Could you restate every line of the data word for word?
START DATA FOR REVIEW
PR #167, opened 2020-01-22
Allow user domains to read/write the wireless devices (e.g. rfkill)

gtrentalancia:
Allow userdomain to read and write the wireless devices (for
example for querying their state, enabling and/or disabling
them using userspace tools such as "rfkill" from util-linux):
this is tunable policy.

See also:
https://wireless.wiki.kernel.org/en/users/documentation/rfkill

Make the same access tunable throughout the rest of the policy
as it is generally controlled directly and interactively by
the user.

--
 policy/modules/admin/blueman.te           |    5 ++++-
 policy/modules/apps/wm.te                 |    5 ++++-
 policy/modules/kernel/devices.te          |    9 +++++++++
 policy/modules/services/bluetooth.te      |    5 ++++-
 policy/modules/services/hostapd.te        |    5 ++++-
 policy/modules/services/networkmanager.te |    5 ++++-
 policy/modules/system/systemd.te          |    5 ++++-
 policy/modules/system/userdomain.if       |    4 ++++
 8 files changed, 37 insertions(+), 6 deletions(-)

### DIFF
--- a/policy/modules/system/userdomain.if
+++ b/policy/modules/system/userdomain.if
@@ -605,6 +605,7 @@ template(`userdom_common_user_template',`
 	dev_read_sound($1_t)
 	dev_read_sound_mixer($1_t)
 	dev_write_sound_mixer($1_t)
+	dev_rw_wireless($1_t)
 
 	files_exec_etc_files($1_t)
 	files_search_locks($1_t)


policy/modules/system/userdomain.if
```diff
@@ -605,6 +605,7 @@ template(`userdom_common_user_template',`
 	dev_read_sound($1_t)
 	dev_read_sound_mixer($1_t)
 	dev_write_sound_mixer($1_t)
+	dev_rw_wireless($1_t)
```
pebenito: I'm on the fence. We may want to make a tunable for this.

gtrentalancia: In view of the fact that wireless networks expose to more risks compared to a wired interface coming from a socket in a secured building, it does make sense to make it tunable...

gtrentalancia: I am thinking of calling it "user_manage_rf_devices", but "user_manage_wireless_devices" is also good to me...

gtrentalancia: Actually: "allow_user_manage_rf_devices", defaulting to "true" since the risk is probably medium rather than high, thus giving precedence to usability.

gtrentalancia:
However, if this is made tunable for user domain, then it would need to be made tunable also for other domains that are run/controlled interactively by the user!

At the moment the following are dealing with the dev_rw_wireless() interface:

apps/wm.te
system/systemd.te
admin/blueman.te
services/networkmanager.te
services/bluetooth.te
services/hostapd.te

so I suppose at least the following ones also need to have the new tunable check:

apps/wm.te

as they are directly and interactively controlled by the user.

However, the following other domains might also need to have the new tunable check in virtue of the fact that they are controlled by the user by the means of getting started as init services which implies init_daemon_domain() or getting started from other interactive userspace tools (such as ifconfig and so on):

system/systemd.te
services/networkmanager.te
services/bluetooth.te
services/hostapd.te

So, the issue of making it tunable is possibly a bit more complicated than just adding the tunable here.

policy/modules/system/userdomain.if
pebenito: I wasn't specifically requesting the change, I was undecided. With what you pointed out, the original change was ok.

gtrentalancia:
A better option might probably be to only allow both read/write permissions for administrative users, while giving read-only permissions to common users (by defining a new device.if interface).

The risk is mostly related to Denial Of Service, i.e. an unprivileged process disabling the wireless network.

What do you say ?

PR #168, opened 2020-01-23
Escape unescaped . in file context regular expression.

dburgener:
Signed-off-by: Daniel Burgener <dburgener@tresys.com>


dburgener:
Looks like this is a false positive.

PR #169, opened 2020-01-23
Update the pulseaudio application module

gtrentalancia:
Update the pulseaudio application module with a few user domain file read and management permissions.
---
 policy/modules/apps/pulseaudio.te |    1 +
 1 file changed, 1 insertions(+)


gtrentalancia:
In the original version (now amended), here was a misplaced interface userdom_read_user_data() which is not in refpolicy.

But apart from that, userdom_manage_user_tmp_files() is common in other application modules such as mozilla, evolution, mplayer (and they are not daemons), even when they have their own tmp data type.

PR #170, opened 2020-01-25
Remove obsolete gentoo specific rule

Jarel1337:
Looking at all audit versions in gentoo (2.8.5 to 2.6.4) every single one of them has `var/log/audit` as a directory and not as a file.

Tested on gentoo.

### DIFF
--- a/policy/modules/system/logging.fc
+++ b/policy/modules/system/logging.fc
@@ -63,10 +63,6 @@ ifdef(`distro_suse', `
 /var/log/audit(/.*)?		gen_context(system_u:object_r:auditd_log_t,mls_systemhigh)
 /var/log/syslog-ng(/.*)? 	gen_context(system_u:object_r:syslogd_runtime_t,mls_systemhigh)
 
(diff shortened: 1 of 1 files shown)


fishilico:
Please be aware that you are removing a `ifndef`, not an `ifdef`: the pattern you are removing was being applied on every distribution but Gentoo.

That being said, it seems that `/var/log/audit.log` is the historical path to the audit log file and its context has been introduced in 2005 with commit eb7f9a34cbec ("move audit to logging"). Two months later, commit a28f6db57649 ("add in some rules from NSA CVS to make targeted policy work") added a label for `/var/log/audit(/.*)?`. In 2006, commit 14b1684aae4f ("gentoo testing fixes.") introduced the `ifndef(distro_gentoo)` block. I guess that it was causing something to break on Gentoo?

Anyway, I agree with removing the file context rule for `/var/log/audit.log`. If a distribution is still using it, it can be added again within a proper `ifdef` block.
END DATA FOR REVIEW
TASK RESPONSE
PR #167, opened 2020-01-22
Allow user domains to read/write the wireless devices (e.g. rfkill)

gtrentalancia:
Allow userdomain to read and write the wireless devices (for
example for querying their state, enabling and/or disabling
them using userspace tools such as "rfkill" from util-linux):
this is tunable policy.

See also:
https://wireless.wiki.kernel.org/en/users/documentation/rfkill

Make the same access tunable throughout the rest of the policy
as it is generally controlled directly and interactively by
the user.

--
 policy/modules/admin/blueman.te           |    5 ++++-
 policy/modules/apps/wm.te                 |    5 ++++-
 policy/modules/kernel/devices.te          |    9 +++++++++
 policy/modules/services/bluetooth.te      |    5 ++++-
 policy/modules/services/hostapd.te        |    5 ++++-
 policy/modules/services/networkmanager.te |    5 ++++-
 policy/modules/system/systemd.te          |    5 ++++-
 policy/modules/system/userdomain.if       |    4 ++++
 8 files changed, 37 insertions(+), 6 deletions(-)

### DIFF
--- a/policy/modules/system/userdomain.if
+++ b/policy/modules/system/userdomain.if
@@ -605,6 +605,7 @@ template(`userdom_common_user_template',`
 	dev_read_sound($1_t)
 	dev_read_sound_mixer($1_t)
 	dev_write_sound_mixer($1_t)
+	dev_rw_wireless($1_t)
 
 	files_exec_etc_files($1_t)
 	files_search_locks($1_t)


policy/modules/system/userdomain.if
```diff
@@ -605,6 +605,7 @@ template(`userdom_common_user_template',`
 	dev_read_sound($1_t)
 	dev_read_sound_mixer($1_t)
 	dev_write_sound_mixer($1_t)
+	dev_rw_wireless($1_t)
```
pebenito: I'm on the fence. We may want to make a tunable for this.

gtrentalancia: In view of the fact that wireless networks expose to more risks compared to a wired interface coming from a socket in a secured building, it does make sense to make it tunable...

gtrentalancia: I am thinking of calling it "user_manage_rf_devices", but "user_manage_wireless_devices" is also good to me...

gtrentalancia: Actually: "allow_user_manage_rf_devices", defaulting to "true" since the risk is probably medium rather than high, thus giving precedence to usability.

gtrentalancia:
However, if this is made tunable for user domain, then it would need to be made tunable also for other domains that are run/controlled interactively by the user!

At the moment the following are dealing with the dev_rw_wireless() interface:

apps/wm.te
system/systemd.te
admin/blueman.te
services/networkmanager.te
services/bluetooth.te
services/hostapd.te

so I suppose at least the following ones also need to have the new tunable check:

apps/wm.te

as they are directly and interactively controlled by the user.

However, the following other domains might also need to have the new tunable check in virtue of the fact that they are controlled by the user by the means of getting started as init services which implies init_daemon_domain() or getting started from other interactive userspace tools (such as ifconfig and so on):

system/systemd.te
services/networkmanager.te
services/bluetooth.te
services/hostapd.te

So, the issue of making it tunable is possibly a bit more complicated than just adding the tunable here.

policy/modules/system/userdomain.if
pebenito: I wasn't specifically requesting the change, I was undecided. With what you pointed out, the original change was ok.

gtrentalancia:
A better option might probably be to only allow both read/write permissions for administrative users, while giving read-only permissions to common users (by defining a new device.if interface).

The risk is mostly related to Denial Of Service, i.e. an unprivileged process disabling the wireless network.

What do you say ?

PR #168, opened 2020-01-23
Escape unescaped . in file context regular expression.

dburgener:
Signed-off-by: Daniel Burgener <dburgener@tresys.com>


dburgener:
Looks like this is a false positive.

PR #169, opened 2020-01-23
Update the pulseaudio application module

gtrentalancia:
Update the pulseaudio application module with a few user domain file read and management permissions.
---
 policy/modules/apps/pulseaudio.te |    1 +
 1 file changed, 1 insertions(+)


gtrentalancia:
In the original version (now amended), here was a misplaced interface userdom_read_user_data() which is not in refpolicy.

But apart from that, userdom_manage_user_tmp_files() is common in other application modules such as mozilla, evolution, mplayer (and they are not daemons), even when they have their own tmp data type.

PR #170, opened 2020-01-25
Remove obsolete gentoo specific rule

Jarel1337:
Looking at all audit versions in gentoo (2.8.5 to 2.6.4) every single one of them has `var/log/audit` as a directory and not as a file.

Tested on gentoo.

### DIFF
--- a/policy/modules/system/logging.fc
+++ b/policy/modules/system/logging.fc
@@ -63,10 +63,6 @@ ifdef(`distro_suse', `
 /var/log/audit(/.*)?		gen_context(system_u:object_r:auditd_log_t,mls_systemhigh)
 /var/log/syslog-ng(/.*)? 	gen_context(system_u:object_r:syslogd_runtime_t,mls_systemhigh)
 
(diff shortened: 1 of 1 files shown)


fishilico:
Please be aware that you are removing a `ifndef`, not an `ifdef`: the pattern you are removing was being applied on every distribution but Gentoo.

That being said, it seems that `/var/log/audit.log` is the historical path to the audit log file and its context has been introduced in 2005 with commit eb7f9a34cbec ("move audit to logging"). Two months later, commit a28f6db57649 ("add in some rules from NSA CVS to make targeted policy work") added a label for `/var/log/audit(/.*)?`. In 2006, commit 14b1684aae4f ("gentoo testing fixes.") introduced the `ifndef(distro_gentoo)` block. I guess that it was causing something to break on Gentoo?

Anyway, I agree with removing the file context rule for `/var/log/audit.log`. If a distribution is still using it, it can be added again within a proper `ifdef` block.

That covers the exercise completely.